[Dataset entries]
PR #6801, opened 2023-01-27
BUG: Table column type issues

gabrielmuller:
* BUG: Fix non-string table cells initialized with garbage
When a null value for a non-string type column was not specified,
new cells were showing arbitrary values. This fix tries to initialize
cells in this order:

    1. The null value specified by the user, if compatible with the column type
    1. NUL character, if column is char type
    1. 0 otherwise

* BUG: Remove idtype from column types
idtype is not supported by vtkVariant and its size is machine dependent,
so it seems simpler to remove this option.

* BUG: Fix non-str cols always loaded before str cols
When editing a table, string columns with no extra metadata are not
included in the schema. When the schema file is written, these missing
columns are appended to the schema. This commit reorders the schema
before writing so the schema preserves the order in which the columns
appear in the table.

* I have also opened a merge request for a table related problem in VTK. https://gitlab.kitware.com/vtk/vtk/-/merge_requests/9890

### DIFF
--- a/Libs/MRML/Core/vtkMRMLTableNode.cxx
+++ b/Libs/MRML/Core/vtkMRMLTableNode.cxx
@@ -337,7 +337,19 @@ vtkAbstractArray* vtkMRMLTableNode::AddColumn(vtkAbstractArray* column)
     newColumn = vtkSmartPointer<vtkAbstractArray>::Take(vtkAbstractArray::CreateArray(valueTypeId));
     newColumn->SetNumberOfTuples(numberOfRows);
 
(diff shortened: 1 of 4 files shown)


lassoan (commented):
Thank you for your contribution and sorry for the long delay in the review. You hunted down some tricky issues and provided solutions, which were very useful. Instead of merging your solutions as they were, I've created a new pull request that solves a few limitations of the fixes in this pull request.

Since #6850 is intended to supersede this pull request, I'm closing this pull request now.

It would be great if you could test #6850 to see if it works well for you. Thank you!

WHAT IS EXPECTED: Find the lines above with the word "which". Copy them out.

TASK ANSWER:
before writing so the schema preserves the order in which the columns
Thank you for your contribution and sorry for the long delay in the review. You hunted down some tricky issues and provided solutions, which were very useful. Instead of merging your solutions as they were, I've created a new pull request that solves a few limitations of the fixes in this pull request.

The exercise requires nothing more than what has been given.